Material for this task

PR #978, opened 2024-02-19
feat: change input of name TNS register

VishalRakholiya-iView:


packages/components/modals/teritoriNameService/TNSNameFinderModal.tsx
clegirar, line 1: You don't create a specific component, you just copy what they done in `CreateDAOSection.tsx` but it's better to have an input component that check available names, that call the `TextInputCustom` etc. and called this component in `CreateDAOSection` and `TNSNameFinderModal`

clegirar (changes requested):

packages/components/modals/teritoriNameService/TNSNameFinderModal.tsx
VishalRakholiya-iView: you mean use `TextInputCustom` in both file (`CreateDAOSection` and `TNSNameFinderModal`)?

and write logic in `TextInputCustom` ?

n0izn0iz (changes requested):
I agree with clemsss, please extract the component

packages/components/modals/teritoriNameService/TNSNameFinderModal.tsx
```diff
@@ -105,6 +110,19 @@ export const TNSNameFinderModal: React.FC<{
...
+  const networkId = network?.id;
+  const cosmosNetwork = getCosmosNetwork(networkId);
+  const normalizedTokenId = (
+    name + cosmosNetwork?.nameServiceTLD || ""
+  ).toLowerCase();
+
+  const tokenId = name + cosmosNetwork?.nameServiceTLD || "";
+
+  const { nsMintPrice: price } = useNSMintPrice(networkId, normalizedTokenId);
+  const { nameAvailable, loading } = useNSMintAvailability(networkId, tokenId);
```
n0izn0iz, line 124: all this should be inside the `AvailableNamesInput` component

n0izn0iz (changes requested):

packages/components/modals/teritoriNameService/TNSNameFinderModal.tsx
clegirar: Yep you have to move the logic too in the component, if it's possible, but i think it is

clegirar (changes requested):
When you moved the logic in the new component, please clean comments in the code

packages/screens/Organizations/components/CreateDAOSection.tsx
```diff
@@ -7,19 +7,20 @@ import { RadioDescriptionSelector } from "./RadioDescriptionSelector";
...
 import { useNSAvailability } from "@/hooks/useNSAvailability";
 import { useSelectedNetworkInfo } from "@/hooks/useSelectedNetwork";
-import { getCosmosNetwork, NetworkKind } from "@/networks";
+import { NetworkKind } from "@/networks";
 import {
   neutral33,
   neutral77,
-  primaryColor,
-  redDefault,
+  // primaryColor,
```
clegirar, line 19: Just remove this comments

clegirar (changes requested):

clegirar:
And please pass the CI, don't export `TextInputCustomProps`

clegirar:
The only thing i noticed in the UI is the equivalent in `$`
Screenshot 2024-02-22 132129
This one is from `create-org` screen
Screenshot 2024-02-22 132139
This one is from `tns`

Please add the equivalent in dollars in the custom component you created 👍

clegirar (approved):
LGTM 👍

PR #984, opened 2024-02-21
feat(wallet): wallet add derivation paths

omniwired:


packages/hooks/wallet/getNativeWallet.ts
```diff
@@ -1,10 +1,15 @@
 import { Secp256k1HdWallet } from "@cosmjs/amino";
+import { stringToPath } from "@cosmjs/amino/node_modules/@cosmjs/crypto/build/slip10";
```
omniwired, line 2: I had to do this. To make tsc stop complaining
Do you know of any other options?

PR #993, opened 2024-02-23
feat: weshnet chat flow

sujal-into:
- Chat force activation
- Chat get started flow


packages/components/buttons/ToggleButton.tsx
```diff
@@ -17,30 +15,34 @@ interface ToggleButtonProps extends SwitchProps {
...
+      return neutral99;
+    }
+
+    return isActive ? blueDefault : neutral33;
+  };
+
   return (
     <Switch
-      // @ts-expect-error: the active thumb color is a weird green that can't be changed without "activeThumbColor"
-      activeThumbColor={secondaryColor}
```
n0izn0iz, line 37: this change breaks the thumb color, like written in the comment
Screenshot 2024-02-25 at 10 09 51

n0izn0iz (changes requested):

packages/components/buttons/ToggleButton.tsx
sakul-budhathoki: Thanks, I didn't realize the issue was on web.

PR #997, opened 2024-02-23
fix(wesh): remove wesh autolinking

omniwired:


package.json
```diff
@@ -200,10 +200,5 @@
     "@axelar-network/axelarjs-types@^0.33.0": "patch:@axelar-network/axelarjs-types@npm%3A0.33.0#./.yarn/patches/@axelar-network-axelarjs-types-npm-0.33.0-5d36465d11.patch"
   },
   "private": true,
-  "packageManager": "yarn@3.5.0",
-  "expo": {
```
sakul-budhathoki, line 204: There are two ways to link the native modules on Expo:
-  add native modules in ./modules folder then expo is autolink it by default.
- another adding autolinking config on package.json

Previously I used ./modules folder for weshd; it had some issues on the linking on github ci so I have used package.json method.

Doing this; it will lead to error due to below code
`const WeshnetModule = require("../../weshd")` in packages/weshnet/services.ts

omniwired:
Thanks @sakul-budhathoki for the clarification.
This PR is just in case we need to keep moving with the app development and testing without wesh. (As least temporarily)

n0izn0iz:
obsolete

Activity
Only lines with the string "budhathoki" belong in the answer; copy each of them from the listing.

Task answer
sakul-budhathoki: Thanks, I didn't realize the issue was on web.
sakul-budhathoki, line 204: There are two ways to link the native modules on Expo:
Thanks @sakul-budhathoki for the clarification.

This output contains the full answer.